Он оборвал и стал порывисто, то слегка, то изо всех сил целовать плечи, шею и спину, и от этих поцелуев трепетала кожа, дрожь пробегала по всему ее телу и сжимались плечи.
Деций все время владел собою, и только вздрагивающие, хищные нотки в его голосе выдавали чувственное возбуждение.
– Не будет наслаждения, – продолжал он, прикасаясь рукой снизу к ее грудям, – через которое не пролетел бы вихрь нашей любви. Я буду становиться тобой, а ты мной, я поплыву на тебе в бездну порыва, ты понесешься на мне в сладостную беспредельность забытья… Мы будем упиваться друг другом так, как нам будут нашептывать ночи сладострастия. Вместе с одеждой мы снимем с себя смешную робость стыда, которая чужда богам и героям, не правда ли, Мария? – Он расстегнул ее тунику и выхоленной рукой стал лихорадочно блуждать по атласному ее телу.
– Да! – не различая уже как следует значения слов, шептала Мария, сладостно опьяненная, бледная от охватывавшего ее упоения.
Ее шатающаяся, как будто одурманенная наркозом, золотистая голова упала на его плечо, и она видела только огни, его глаза и где-то высоко горящие звезды.
Деций вдруг вздрогнул, выпустил ее, обессилевшую, из объятий, вскочил и глухо промолвил задыхающимся голосом;
– Тебя клонит ко сну, ты устала, я велю отнести тебя домой.

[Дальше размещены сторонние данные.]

PR #10833, opened 2022-10-14
C++: Prepare `Buffer.qll` for IR-based use-use dataflow

MathiasVP:
This PR prepares the `Buffer.qll` library for the IR-based use-use dataflow-library. There are a couple of new FPs that we didn't get prior to the dataflow change, but this is because we now have better dataflow.

### DIFF
--- a/cpp/ql/lib/semmle/code/cpp/commons/Buffer.qll
+++ b/cpp/ql/lib/semmle/code/cpp/commons/Buffer.qll
@@ -25,10 +25,22 @@ predicate memberMayBeVarSize(Class c, MemberVariable v) {
 }
 
 /**
- * Get the size in bytes of the buffer pointed to by an expression (if this can be determined).
+ * Gets the expression associated with `n`. Unlike `n.asExpr()` this also gets the
+ * expression underlying an indirect dataflow node.
  */
-language[monotonicAggregates]
-int getBufferSize(Expr bufferExpr, Element why) {
+private Expr getExpr(DataFlow::Node n) {
+  result = [n.asExpr(), n.asIndirectArgument(), n.asIndirectArgument()]
+}
+
+private DataFlow::Node exprNode(Expr e) { e = getExpr(result) }
+
+/**
+ * Holds if `bufferExpr` is an allocation-like expression.
+ *
+ * This includes both actual allocations, as well as various operations that return a pointer to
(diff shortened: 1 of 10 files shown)


cpp/ql/lib/semmle/code/cpp/commons/Buffer.qll
```diff
@@ -25,10 +25,22 @@ predicate memberMayBeVarSize(Class c, MemberVariable v) {
...
 
 /**
- * Get the size in bytes of the buffer pointed to by an expression (if this can be determined).
+ * Gets the expression associated with `n`. Unlike `n.asExpr()` this also gets the
+ * expression underlying an indirect dataflow node.
  */
-language[monotonicAggregates]
-int getBufferSize(Expr bufferExpr, Element why) {
+private Expr getExpr(DataFlow::Node n) {
+  result = [n.asExpr(), n.asIndirectArgument(), n.asIndirectArgument()]
```
intrigus-lgtm, line 32:
```suggestion
  result = [n.asExpr(), n.asIndirectArgument()]
```
or is there perhaps another indirect dataflow node besides indirect arguments?

rdmarsh2 (approved):

cpp/ql/lib/semmle/code/cpp/commons/Buffer.qll
intrigus-lgtm: @rdmarsh2 ^?

rdmarsh2: Good point, I noticed that after approving and thought I dismissed my review.

MathiasVP: Thanks for noticing this @intrigus-lgtm! I've been away on vacation last week, but I'll take a look at this. I _think_ the `asIndirectArgument` should actually have been `asIndirectExpr`, but I need to page back in all the context later today 😅.

MathiasVP: Fixed in a7d6f4ff19e92c814d83d40f906752a9ed591ad8. Indeed, `asIndirectExpr` was the right predicate to use.

rdmarsh2 (approved):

Когда же Мария пришла в себя, лектика была уже подана.
Муций окутал ее теплым, из тонкой шерсти, цветным гиматноном и, когда она была уже в атриуме, попросил, чтоб она обняла его за шею, а когда она обвила его руками, подхватил ее в изгибах под коленями и понес. Проходя остиум, он еще раз покрыл ее многократными поцелуями, а в вестибюле, указывая на мозаическую надпись "Salve", сказал:
– А у себя я прибавлю: Мария! Хорошо?
– Хорошо!
– А стены я изукрашу разными картинами, знаешь, такими… – он шепнул ей в розовое ушко несколько легкомысленных тем.
– Хорошо, – шаловливо засмеялась она и, сидя уже в лектике, крикнула: – Поскорей только возвращайся!
– Постараюсь, как только смогу, скорее, – ответил он и вернулся в дом, где продолжалось пиршество.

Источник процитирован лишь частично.